Die Paramount, die Ufa und die Metro-Goldwyn-Corporation gründeten einen gemeinsamen Verleih namens Parufamet, der je zur Hälfte dem deutschen und den amerikanischen Vertragspartnern gehörte. Die Ufa verpflichtete sich, ihren beiden Partnern jeweils 20 Filme pro Jahr abzunehmen und diesen 75% (später 50%) der Spielzeit in den Kinos zu reservieren, die direkt oder indirekt zu ihrem Imperium gehörten. Die Paramount und die Metro sagten dafür zu, je 10 Ufa-Filme jährlich in ihr Programm aufzunehmen – allerdings ohne garantierte Spielzeiten und unter der Voraussetzung, dass diese den „geschmacklichen Bedürfnissen“ des amerikanischen Publikums entsprachen. Anders gesagt: Die Amerikaner bestimmten darüber, wie der Publikumsgeschmack zu sein hatte und behielten sich vor, deutsche Filme ihren Vorstellungen nach umzuschneiden. Ohne den Parufamet-Vertrag wäre die Metropolis-Geschichte anders verlaufen.
Himmel der Kreativen
Fritz Langs Karriere wäre auch anders verlaufen, wenn es Erich Pommer nicht gegeben hätte. Pommer war der wichtigste Produzent der Weimarer Republik. Unter seiner Leitung entstanden viele Meisterwerke von Regisseuren wie Lang, Dupont und Murnau, die dazu beitrugen, das deutsche Kino weltberühmt zu machen. Pommer hatte ein Gespür für Talente, die er zu unschlagbaren Kreativteams zusammenfasste, wie man heute sagen würde. Er stellte sicher, dass die Regisseure, an die er glaubte, mit den besten Autoren, Kameraleuten und Produktionsdesignern zusammenarbeiten und sich die Zeit nehmen konnten, die sie brauchten. Lang machte von diesen Möglichkeiten ausgiebig Gebrauch. Dazu gehörten umfangreiche Vorarbeiten.

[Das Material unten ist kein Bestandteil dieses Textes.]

Issue #3111, opened 2016-05-10
[2.2.x] Regression with focusin handling on Firefox


avdv:
** Description**

The cursor is missing or misplaced in an input box with an focusin handler attached when returning `false` from the handler.

Affected is Firefox (I'm using 46.1).

See emberjs/ember.js#13112

** Link to test case **

Courtesy of @Serabe (https://github.com/emberjs/ember.js/issues/13112#issuecomment-217957434):

http://codepen.io/Serabe/pen/PNVXdd?editors=0010

This codepen uses jQuery 2.2.2 but it also breaks with 2.2.3. It works alright with jQuery 2.1.4

mgol:
Confirmed.

mgol:
Confirmed. Thanks for the report!

mgol:
The test case using the dev version of jQuery 2.x: http://codepen.io/mgol/pen/JXzjJV?editors=0010

mgol:
The first bad commit is 6df669f0fb87cd9975a18bf6bbe3c3548afa4fee (cc @markelog).

mgol:
jQuery 1.12.x is fine: http://codepen.io/mgol/pen/ONqPyO?editors=0010

Perhaps we need to backport the workaround from 37c3d087824b51e742126252ced8be592858102d? We should test that as well.

mgol:
(by `2.x-only` I mean it's broken on `master` as well: http://codepen.io/mgol/pen/zqbxrO?editors=0010)

markelog:
Will check it out.

Sounds like a blocker?

mgol:
Yeah, we should get that in 2.2.4 IMO.

mgol:
@markelog Please mention gh-3111 in the PR description so that it's easy to go to the issue.

markelog:
Currently, this fix landed only in master branch i.e. 3.x, not sure if this constitutes new 1.x/2.x release.

Marking it for 3.0 only for now

timmywil:
While this should also be landed in master, this fix is mainly for the 2.x branch.

markelog:
Landed in 2.x

markelog:
I think `2.x-only` is confusing here though

timmywil:
It's just to denote that it does not apply to 1.x. Maybe there's a better name for that, but soon we won't need the label at all.

PR #3121, opened 2016-05-16
Events: don't execute native stop(Immediate)Propagation from simulation

markelog:
In Firefox, called `stop(Immediate)Propagation` methods,
in capturing phase prevents receiving focus

See https://codepen.io/markelog/pen/pyBXOr.

/cc @bzbarsky

Probably not spec violation, but still pretty weird...

Fixes gh-3111

### DIFF
--- a/src/event.js
+++ b/src/event.js
@@ -558,13 +558,14 @@ jQuery.Event.prototype = {
 	isDefaultPrevented: returnFalse,
 	isPropagationStopped: returnFalse,
 	isImmediatePropagationStopped: returnFalse,
+	isSimulated: false,
 
 	preventDefault: function() {
 		var e = this.originalEvent;
 
 		this.isDefaultPrevented = returnTrue;
 
-		if ( e ) {
+		if ( e && !this.isSimulated ) {
 			e.preventDefault();
 		}
 	},
@@ -573,7 +574,7 @@ jQuery.Event.prototype = {
 
 		this.isPropagationStopped = returnTrue;
 
-		if ( e ) {
+		if ( e && !this.isSimulated ) {
 			e.stopPropagation();
 		}
 	},
@@ -582,7 +583,7 @@ jQuery.Event.prototype = {
 
 		this.isImmediatePropagationStopped = returnTrue;
 
-		if ( e ) {
+		if ( e && !this.isSimulated ) {
 			e.stopImmediatePropagation();
 		}
 
--- a/src/event/trigger.js
+++ b/src/event/trigger.js
@@ -150,6 +150,7 @@ jQuery.extend( jQuery.event, {
 	},
 
 	// Piggyback on a donor event to simulate a different one
+	// Used only for `focus(in | out)` events
 	simulate: function( type, elem, event ) {
 		var e = jQuery.extend(
 			new jQuery.Event(),
@@ -157,27 +158,10 @@ jQuery.extend( jQuery.event, {
 			{
 				type: type,
 				isSimulated: true
-
-				// Previously, `originalEvent: {}` was set here, so stopPropagation call
-				// would not be triggered on donor event, since in our own
-				// jQuery.event.stopPropagation function we had a check for existence of
-				// originalEvent.stopPropagation method, so, consequently it would be a noop.
-				//
-				// But now, this "simulate" function is used only for events
-				// for which stopPropagation() is noop, so there is no need for that anymore.
-				//
-				// For the compat branch though, guard for "click" and "submit"
-				// events is still used, but was moved to jQuery.event.stopPropagation function
-				// because `originalEvent` should point to the original event for the constancy
-				// with other events and for more focused logic
 			}
 		);
 
 		jQuery.event.trigger( e, null, elem );
-
-		if ( e.isDefaultPrevented() ) {
-			event.preventDefault();
-		}
 	}
 
 } );
--- a/test/unit/event.js
+++ b/test/unit/event.js
@@ -2790,6 +2790,81 @@ QUnit.test( "Donor event interference", function( assert ) {
 	jQuery( "#donor-input" )[ 0 ].click();
 } );
 
+QUnit.test(
+	"native stop(Immediate)Propagation/preventDefault methods shouldn't be called",
+	function( assert ) {
+		var userAgent = window.navigator.userAgent;
+
+		if ( !( /firefox/i.test( userAgent ) || /safari/i.test( userAgent ) ) ) {
+			assert.expect( 1 );
+			assert.ok( true, "Assertions should run only in Chrome, Safari, Fx & Edge" );
+			return;
+		}
+
+		assert.expect( 3 );
+
+		var checker = {};
+
+		var html = "<div id='donor-outer'>" +
+			"<form id='donor-form'>" +
+				"<input id='donor-input' type='radio' />" +
+			"</form>" +
+		"</div>";
+
+		jQuery( "#qunit-fixture" ).append( html );
+		var outer = jQuery( "#donor-outer" );
+
+		outer
+			.on( "focusin", function( event ) {
+				checker.prevent = sinon.stub( event.originalEvent, "preventDefault" );
+				event.preventDefault();
+			} )
+			.on( "focusin", function( event ) {
+				checker.simple = sinon.stub( event.originalEvent, "stopPropagation" );
+				event.stopPropagation();
+			} )
+			.on( "focusin", function( event ) {
+				checker.immediate = sinon.stub( event.originalEvent, "stopImmediatePropagation" );
+				event.stopImmediatePropagation();
+			} );
+
+		jQuery( "#donor-input" ).trigger( "focus" );
+		assert.strictEqual( checker.simple.called, false );
+		assert.strictEqual( checker.immediate.called, false );
+		assert.strictEqual( checker.prevent.called, false );
+
+		// We need to "off" it, since yes QUnit always update the fixtures
+		// but "focus" event listener is attached to document for focus(in | out)
+		// event and document doesn't get cleared obviously :)
+		outer.off( "focusin" );
+	}
+);
+
+QUnit.test(
+	"isSimulated property always exist on event object",
+	function( assert ) {
+		var userAgent = window.navigator.userAgent;
+
+		if ( !( /firefox/i.test( userAgent ) || /safari/i.test( userAgent ) ) ) {
+			assert.expect( 1 );
+			assert.ok( true, "Assertions should run only in Chrome, Safari, Fx & Edge" );
+			return;
+		}
+
+		assert.expect( 1 );
+
+		var element = jQuery( "<input/>" );
+
+		jQuery( "#qunit-fixture" ).append( element );
+
+		element.on( "focus", function( event ) {
+			assert.notOk( event.isSimulated );
+		} );
+
+		element.trigger( "focus" );
+	}
+);
+
 QUnit.test( "originalEvent property for Chrome, Safari, Fx & Edge of simulated event", function( assert ) {
 	var userAgent = window.navigator.userAgent;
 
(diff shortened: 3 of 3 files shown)


markelog:
> capturing phase prevents receiving focus

Or maybe not "focus" exactly, but "caret"

src/event.js
```diff
@@ -573,7 +574,7 @@ jQuery.Event.prototype = {
 
 		this.isPropagationStopped = returnTrue;
 
-		if ( e ) {
+		if ( e && this.executeOriginalPropagation ) {
```
markelog: I could have used `isSimulated` but choose not to, since such use wasn't intended for that property

test/unit/event.js
```diff
@@ -2810,6 +2810,7 @@ QUnit.test( "originalEvent property for Chrome, Safari, Fx & Edge of simulated e
 	jQuery( "#qunit-fixture" ).append( html );
 
 	jQuery( "#donor-outer" ).on( "focusin", function( event ) {
+		console.log(1);
```
staabm: Debug leftover

markelog: Thank you, fixed

src/event/trigger.js
```diff
@@ -150,26 +150,20 @@ jQuery.extend( jQuery.event, {
...
-				// For the compat branch though, guard for "click" and "submit"
-				// events is still used, but was moved to jQuery.event.stopPropagation function
-				// because `originalEvent` should point to the original event for the constancy
-				// with other events and for more focused logic
+				isSimulated: true,
+
+				// Support: Firefox <= 46
+				// In Firefox, called `stop(Immediate)Propagation` methods, in
+				// capturing phase, prevents receiving focus,
+				// so we stop only jQuery propagation not the native one instead
```
mgol: I'd tweak the grammar here:
```
// In Firefox, calling `stop(Immediate)Propagation` methods in
// the capture phase prevent receiving focus so we only stop
// the jQuery emulated propagation and not the native one.
```

test/unit/event.js
```diff
@@ -2821,6 +2821,46 @@ QUnit.test( "originalEvent property for Chrome, Safari, Fx & Edge of simulated e
...
 } );
 
+QUnit.test(
+	"navite stop(Immediate)Propagation methods should not be called from simulated event",
+	function( assert ) {
+		var userAgent = window.navigator.userAgent;
+
+		if ( !( /firefox/i.test( userAgent ) || /safari/i.test( userAgent ) ) ) {
+			assert.expect( 1 );
+			assert.ok( true, "Assertions should run only in Chrome, Safari, Fx & Edge" );
```
mgol: Why is that necessary?

Also, it might be simpler to say where we don't want to run them. :) It seems only in IE?

mgol:
@markelog Please mention gh-3111 in the PR description so that it's easy to go to the issue.

test/unit/event.js
```diff
@@ -2821,6 +2821,46 @@ QUnit.test( "originalEvent property for Chrome, Safari, Fx & Edge of simulated e
...
+			} )
+			.on( "focusin", function( event ) {
+				checker.immediate = sinon.stub( event.originalEvent, "stopImmediatePropagation" );
+				event.stopImmediatePropagation();
+			} );
+
+
+		jQuery( "#donor-input" ).trigger( "focus" );
+		assert.strictEqual( checker.simple.called, false );
+		assert.strictEqual( checker.immediate.called, false );
```
mgol: That's checking our implementation but not the reported issue. Could we add a test that makes sure the input actually received focus?

src/event/trigger.js
markelog: mm, not sure why current version doesn't suffice

test/unit/event.js
markelog: See test above this one

test/unit/event.js
markelog: Only with e2e tests

markelog:
> @markelog Please mention gh-3111 in the PR description so that it's easy to go to the issue.

I did in commit message, github already handles did the referencing

test/unit/event.js
markelog: btw, it actually tests reported issue

src/event/trigger.js
mgol: The current version has grammar errors.

test/unit/event.js
mgol: Ah, it's because it's emulated, ok.

test/unit/event.js
```diff
@@ -2821,6 +2821,46 @@ QUnit.test( "originalEvent property for Chrome, Safari, Fx & Edge of simulated e
 	jQuery( "#donor-input" ).trigger( "focus" );
 } );
 
+QUnit.test(
+	"navite stop(Immediate)Propagation methods should not be called from simulated event",
```
mgol: navite -> native

mgol: "from a simulated event" or "from simulated events"

mgol:
> I did in commit message, github already handles the referencing

To go from a PR to the issue you have to click on the commit tab, open the commit & only then click on the issue link. Having it in the description would make that easier (and that's the default when submitting a PR with the link to the issue already in the description).

test/unit/event.js
mgol: The issue was:

"The cursor is missing or misplaced in an input box with an focusin handler attached when returning false from the handler."

You could translate that to "Input doesn't receive focus if you invoke `preventDefault` or `stopPropagation` in the event handler, this doesn't test that, it only tests that the reason for this issue doesn't exist.

You'd test it only once we have e2e tests because focus-related tests are unreliable or why?

src/event/trigger.js
markelog: What errors?

test/unit/event.js
markelog: > Input doesn't receive focus

It does receive focus, but not fully, it only represented with absent caret, it is happening because if `stopPropagation` or `stopImmediatePropagation`, **not** `preventDefault` is called on original, so here we test that it doesn't happen.

We can't actually trigger the real event, since it can be done only with e2e tests.

markelog:
> To go from a PR to the issue you have to click...

There is reference to the issue, so that's that :), whereas discussion like this would be an example of waisted time

bzbarsky:
@smaug---- for Mozilla event stuff.  That said, if focus is done by a listener and propagation is stopped... then focus won't happen.

src/event.js
gibson042: In what sense is it different, though? The "Firefox <= 46" support comment could just move up here.

markelog: Comments would have to be duplicated in two places.

This is my preference to put it simply, i would like to be explicit on what this is and why it was introduced

mgol:
> There is reference to the issue, so that's that :), whereas discussion like this would be an example of waisted time

It puzzles me you like to spend so much time arguing against a simple thing I asked you to do just because it makes it easier for me (& perhaps others) instead of just adding it. `¯\_(ツ)_/¯` I'll just end here.

markelog:
@mgol you already posted reference to that issue with your **first** comment man, i really don't what else would you want, whereas following such rules which are not documented anywhere feels like nitpicking with the bad side. 

These things really do not matter, what matters is the bug which this pull trying to fix but instead of discussing that, you clobbering this issue with this nonsense - you could just post that link and notify me about your preference privately.

I really would just delete all these comments, feels like spam and waist of time to be honest to all involved.

> I'll just end here.

I would really like to not starting it at all.

test/unit/event.js
markelog: fixed

src/event/trigger.js
markelog: To note: i will happily fix all potential errors, if you would point them out

smaug----:
> That said, if focus is done by a listener and propagation is stopped... then focus won't happen.

This sounds like an old Gecko issue, IIRC there is a focus listener in editor code... Can't find the bug now though.

src/event.js
gibson042: > Then comments would have to be duplicated in two places.

Where else would you have them?

src/event/trigger.js
mgol: Methods (plural) prevent focus, not prevents, there are too many commas in the sentence, the action of calling the method prevents receiving focus and not the methods themselves, `only` sounds weird with `instead`, etc. You'll see that if you compare your comment with mine.

I've seen now that I made a mistake in my version as well: after changing `methods` to `calling` as the subject it's `prevents` again. Fixed.

src/event.js
markelog: `stopImmediatePropagation` and `stopPropagation` methods

src/event/trigger.js
```diff
@@ -150,26 +150,20 @@ jQuery.extend( jQuery.event, {
...
-				// But now, this "simulate" function is used only for events
-				// for which stopPropagation() is noop, so there is no need for that anymore.
-				//
-				// For the compat branch though, guard for "click" and "submit"
-				// events is still used, but was moved to jQuery.event.stopPropagation function
-				// because `originalEvent` should point to the original event for the constancy
-				// with other events and for more focused logic
+				isSimulated: true,
+
+				// Support: Firefox <= 46
```
markelog: @mgol changed, check it out

src/event.js
gibson042: I see. But rereading the [`simulate` comments](https://github.com/jquery/jquery/blob/305f193aa57014dc7d8fa0739a3fefd47166cd44/src/event/trigger.js#L166-L167), it seems more like our folly than Mozilla's. I'd actually advocate for dropping the "Support" documentation here altogether in favor uniform simulated event treatment:
```js
stopPropagation: function() {
	var e = this.originalEvent;

	this.isPropagationStopped = returnTrue;

	// Stop propagation of original non-donor events
	if ( !this.isSimulated && e ) {
		e.stopPropagation();
	}
}
```
(and likewise for `stopImmediatePropagation`).

markelog: > But rereading the simulate comments,

If we would go to that route we would need the same thing for the `preventDefault`.

I think it was and it is reasonable, back then i checked with the spec of all donor events in case they had default actions, cancelable, etc; they all supposed to be noop - still holds true now too.

So it just waist of the space and judging by conversation of the parallel thread this is indeed mozilla's bug.

So these lines could be only "just in case" lines, without tests or use case, when/if mozilla people comes up with the fix

src/event/trigger.js
mgol: Sounds good, thx.

src/event.js
markelog: I can go either way though, the only requirement i would want to leave in is to save `originalEvent` property

test/unit/event.js
mgol: OK, got it, I thought it's being blurred in a way but I see I was wrong.

markelog:
Changes are made

test/unit/event.js
```diff
@@ -2790,6 +2790,81 @@ QUnit.test( "Donor event interference", function( assert ) {
...
+		assert.strictEqual( checker.prevent.called, false );
+
+		// We need to "off" it, since yes QUnit always update the fixtures
+		// but "focus" event listener is attached to document for focus(in | out)
+		// event and document doesn't get cleared obviously :)
+		outer.off( "focusin" );
+	}
+);
+
+QUnit.test(
```
dmethvin: Why would you want to assert this? Isn't it an implementation detail? Just thinking about the case where Firefox implements the event and we would want to take out the code, this would fail.

markelog: mm, i test here that property is present with `focus` event which is already implemented in firefox :). Here i wanted to make sure event has always consistent set of properties

dmethvin:
Is this ready to land? I'm okay with it since `simulate` is only used for one thing and this change fixes the issue. We should get the  `.4` releases out this week.

markelog:
Let say if there wouldn't be any objections for next 3-4 hours i will land this, if something comes up, we could always revert

timmywil:
👍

Bei Fritz Lang denkt man heute an einen egomanischen Regie-Tyrannen, der mit dem Megaphon Anweisungen gibt, die seine Untertanen zu befolgen haben. Erich Kettelhut zeichnet in seinen Memoiren ein anderes Bild. Bevor die Dreharbeiten beginnen konnten, traf sich Lang mit seinem Stab (Drehbuch, Kamera, Musik, Maske, Bauten, Produktionsdesign, Technik, Requisite) zu Regiesitzungen, die sich zum Beispiel bei den Nibelungen über drei Monate erstreckten. Diese Treffen begannen meistens um 4 Uhr nachmittags und endeten zwischen 1 und 3 Uhr nachts:
Jede Dekoration und jedes Detail, jede Stellung, jeder Gang eines Darstellers wurden genau besprochen und diskutiert. Lang gab erst dann den Auftrag zur Ausführung von Entwürfen und technischen Zeichnungen, wenn alle einverstanden waren. […] Zwei Tage nach der Besprechung legten alle ihre Arbeiten vor, die nochmals geprüft und diskutiert wurden, um dann angenommen, verändert oder von Lang abgelehnt zu werden. Im letzten Fall fing die ganze Prozedur wieder von vorne an.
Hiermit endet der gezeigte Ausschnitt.